Autumn Smith: Absolutely. And I know a lot of the people that I work with who are already [following a] Paleo [diet are] often deficient in things like B vitamins, a lot of times and sometimes calcium, and even omega three fatty acids. I don’t know why I find that people are resistant to eating as much fish as I’d like them to.
Chris Kresser: Yeah, they’re not often eating fish, and if they’re not eating pasture-raised animal products, then there’s not really that much of a source of EPA and [docosahexaenoic acid] (DHA).
Autumn Smith: Right. And you’ve probably written about this, but Columbia University did some analyses to determine which nutrients are the most important for mental health and things like iron, zinc, the B vitamins, magnesium, and omega three fatty acids, and they even looked at what are the most antidepressant protective foods. And it’s oysters, poultry giblets, fish, cruciferous vegetables, and colorful fruits and veggies. So those foods need to become staples if we are going to reverse the trend of nutrient deficiency.
Chris Kresser: Yeah, for sure. And these foods were also much more common in our ancestors’ diet. Again, it could be as recently as our grandparents. I know that my grandma took cod liver oil, and my mom talks about being given cod liver oil when she was sick growing up and she didn’t like that. But that was still happening here in the [United States] a lot. And my dad actually grew up occasionally eating liver and onions, but today, these foods are not really part of our diet. And you know this, Autumn, as hopefully, a lot of my longer-term listeners know this, but those are the foods that are the most nutrient dense. You mentioned oysters. [They are] off the charts with zinc, copper, iron, and other nutrients.

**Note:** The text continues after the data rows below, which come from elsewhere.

PR #372, opened 2022-09-23
Update _client with _client() to avoid to fail when creating a CSV

spinillos:
It changes `_client` with `_client()` to make CSV works with last puppeteer update.

Fixes: https://github.com/grafana/grafana-image-renderer/issues

### DIFF
--- a/src/browser/browser.ts
+++ b/src/browser/browser.ts
@@ -432,7 +432,7 @@ export class Browser {
       }
     });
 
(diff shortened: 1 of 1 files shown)


Clarity-89 (approved):
Thanks for fixing this! 🎉

Bujupah:
_client is a private function and I think it is not recommended doing it that way.
I'd recommend switching to this
```ts
    const client = await page.target().createCDPSession();
    await client.send('Page.setDownloadBehavior', {
      behavior: 'allow',
      downloadPath,
    });
```

PR #379, opened 2022-11-01
Handle server crash when req.failure() is null

Bujupah:
In some cases the browser request error is null and logging it directly as `req.failure().errorText` will cause the plugin to crash.

Fix is just to handle if `req.failure()` is undefined or not

### DIFF
--- a/src/browser/browser.ts
+++ b/src/browser/browser.ts
@@ -536,7 +536,7 @@ export class Browser {
   };
 
   logRequestFailed = (req: any) => {
-    this.log.error('Browser request failed', 'url', req.url(), 'method', req.method(), 'failure', req.failure().errorText);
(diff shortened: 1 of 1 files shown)


Bujupah:
Probably adding the parameter type to function will help avoiding these issues when compiling

```ts

  logRequest = (req: puppeteer.HTTPRequest) => {
    this.log.debug('Browser request', 'url', req.url(), 'method', req.method());
  };

  logRequestFailed = (req: puppeteer.HTTPRequest) => {
    this.log.error('Browser request failed', 'url', req.url(), 'method', req.method(), 'failure', req.failure()?.errorText);
  };

  logRequestFinished = (req: puppeteer.HTTPRequest) => {
    this.log.debug('Browser request finished', 'url', req.url(), 'method', req.method());
  };

```

Bujupah:
Issue is fixed in this PR #403

PR #382, opened 2022-11-07
Add delay after full page waiting time

spinillos:
It adds some extra waiting time to full page screenshots. This value is configurable.

Why? Because right now we don't have any mechanism to detect when the panel is completely rendered. The waiting time condition looks for a element that exists when the panel loaded its data and it starts to render it. But it doesn't mean that the panel is completely rendered and sometimes we take the screenshot during the rendering getting panels partially rendered.

Also we detected that loading icon and the element that indicates that the panel is ready to render could exist at the same time during this transition. So we added an extra check to guarantee that the loading icons are 0. 

We need to maintain the rest of the conditions because we could receive 0 loading icons at the moment that we open the page to render.


src/browser/browser.ts
```diff
@@ -357,6 +362,8 @@ export class Browser {
       this.log.error('Error while waiting for the panels to load', 'url', options.url, 'err', err.stack);
     }
 
+    await new Promise(r => setTimeout(r, options.fullPageImageDelayTime!! * 1000));
```
joanlopez, line 365: I think the pull request looks generally good, but this line made me realize the unit used to express the delay is explained nowhere. 

So, what do you think about slightly changing its name by `fullPageImageDelaySeconds` or at least document somewhere that the unit for that setting are seconds?

Thanks!

src/service/http-server.ts
```diff
@@ -160,6 +160,8 @@ export class HttpServer {
       timezone: req.query.timezone,
       encoding: req.query.encoding,
       deviceScaleFactor: req.query.deviceScaleFactor,
+      fullPageImage: req.query.fullPageImage,
```
AgnesToulet, line 163: What's the reason behind adding this line? I don't see this query parameter being filled on the Grafana side.

AgnesToulet:
Closing this as we didn't receive any other user feedback about this, and this may be improved with the scenes migration

PR #387, opened 2022-11-29
Added page zooming option

kaffarell:
Fixes #385
Added option for page zoom level. Allows dashboards to be zoomed (for bigger titles, etc.)

Issue #240, opened 2021-05-31
Migrate CI from CircleCI to Drone


joanlopez:
**What would you like to be added**:

Migrate the [current CircleCI configuration](https://github.com/grafana/grafana-image-renderer/tree/master/.circleci) to [Drone](https://drone.grafana.net/) by using Starlark templates to generate the YAML configuration.

The Grafana [CI configuration](https://github.com/grafana/grafana/blob/main/.drone.star) and [its Starlark scripts](https://github.com/grafana/grafana/tree/main/scripts) can be used as an example.

**Why is this needed**:

We're moving all the company CI configurations from CircleCI to Drone as the last is now the officially supported CI system, so this project should be migrated as well.

PR #390, opened 2022-12-14
Stop doing security scans on PRs

joanlopez:
**What this PR does**:

It removes the `security_scan` job from PRs' pipelines.

**Why do we need it**:

It's causing issues to / conflicting with community pull requests (like [here](https://github.com/grafana/grafana-image-renderer/pull/387#issuecomment-1330445915)) while I don't think it's that critical to keep it there - actually I don't think we continuously analyze (on a pull request basis) the output of those security scans, so I think keeping them only on master builds is enough.

In fact, that's what we do with Grafana's repo, if I'm not wrong.

**Special notes for your reviewer**:

### DIFF
--- a/.circleci/config.yml
+++ b/.circleci/config.yml
@@ -250,9 +250,6 @@ workflows:
     jobs:
       - build:
           filters: *filter-not-release-or-master
-      - security_scan:
-          requires:
-            - build
       - package:
           filters: *filter-not-release-or-master
           requires:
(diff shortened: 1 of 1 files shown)


jongyllen:
I agree, we can remove from PR:s

In the long run I want some scans on PR:s as well but lets tune those and think about best tooling before implementing

joanlopez:
> I agree, we can remove from PR:s
> 
> In the long run I want some scans on PR:s as well but lets tune those and think about best tooling before implementing

Absolutely! Hopefully in the long run we'll have finished #240  (as @marefr pointed out) and will much easier to tweak it depending on our needs and wishes, thaanks!!

PR #403, opened 2023-02-10
Fix error when req.failure() is null

spinillos:
Related: https://github.com/grafana/support-escalations/issues/5010

Looks like that `req.failure()` could be null and it fails when it happens.

### DIFF
--- a/src/browser/browser.ts
+++ b/src/browser/browser.ts
@@ -537,7 +537,11 @@ export class Browser {
   };
 
   logRequestFailed = (req: any) => {
-    this.log.error('Browser request failed', 'url', req.url(), 'method', req.method(), 'failure', req.failure().errorText);
+    let failureError = ""
+    if (req.failure()) {
+      failureError = req.failure().errorText
+    }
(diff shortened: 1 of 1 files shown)


src/browser/browser.ts
```diff
@@ -537,7 +537,11 @@ export class Browser {
   };
 
   logRequestFailed = (req: any) => {
-    this.log.error('Browser request failed', 'url', req.url(), 'method', req.method(), 'failure', req.failure().errorText);
+    let failureError = ""
+    if (req.failure()) {
+      failureError = req.failure().errorText
+    }
+    this.log.error('Browser request failed', 'url', req.url(), 'method', req.method(), 'failure', failureError);
   };
```
Clarity-89, line 545: Let's add some types for this:
```
  logRequestFailed = (req: puppeteer.HTTPRequest) => {
    let failureError = ""
    const failure = req?.failure();
    if (failure) {
      failureError = failure.errorText
    }
    this.log.error('Browser request failed', 'url', req.url(), 'method', req.method(), 'failure', failureError);
  };
```

Clarity-89 (approved):

PR #413, opened 2023-03-28
remove alpine edge repo

sozercan:
Adding alpine edge repo might cause dependencies to get unnecessarily bumped


sozercan:
@AgnesToulet @joanlopez can i get review on this when you can please?

xlson (approved):
Thanks for updating this. I don't think we've actually needed to depend on edge for a really long time.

So, talk a little bit about the most nutrient-dense foods, the foods that you recommend people integrate into their diet, not as medicine per se, but with the awareness that we’re all struggling and we have to pay some attention to this. And it’s not sometimes enough even just to eat a “healthy diet,” whether that’s Paleo, Mediterranean, whatever choice you’re making, that you actually have to take a step beyond that sometimes to make sure you’re getting enough nutrients. So what are the foods that you recommend? And if you have any tips or tricks for how to, because I’m sure we both struggle with this, like, my patients, getting them to actually eat liver or eat shellfish, how do you work with people in that way?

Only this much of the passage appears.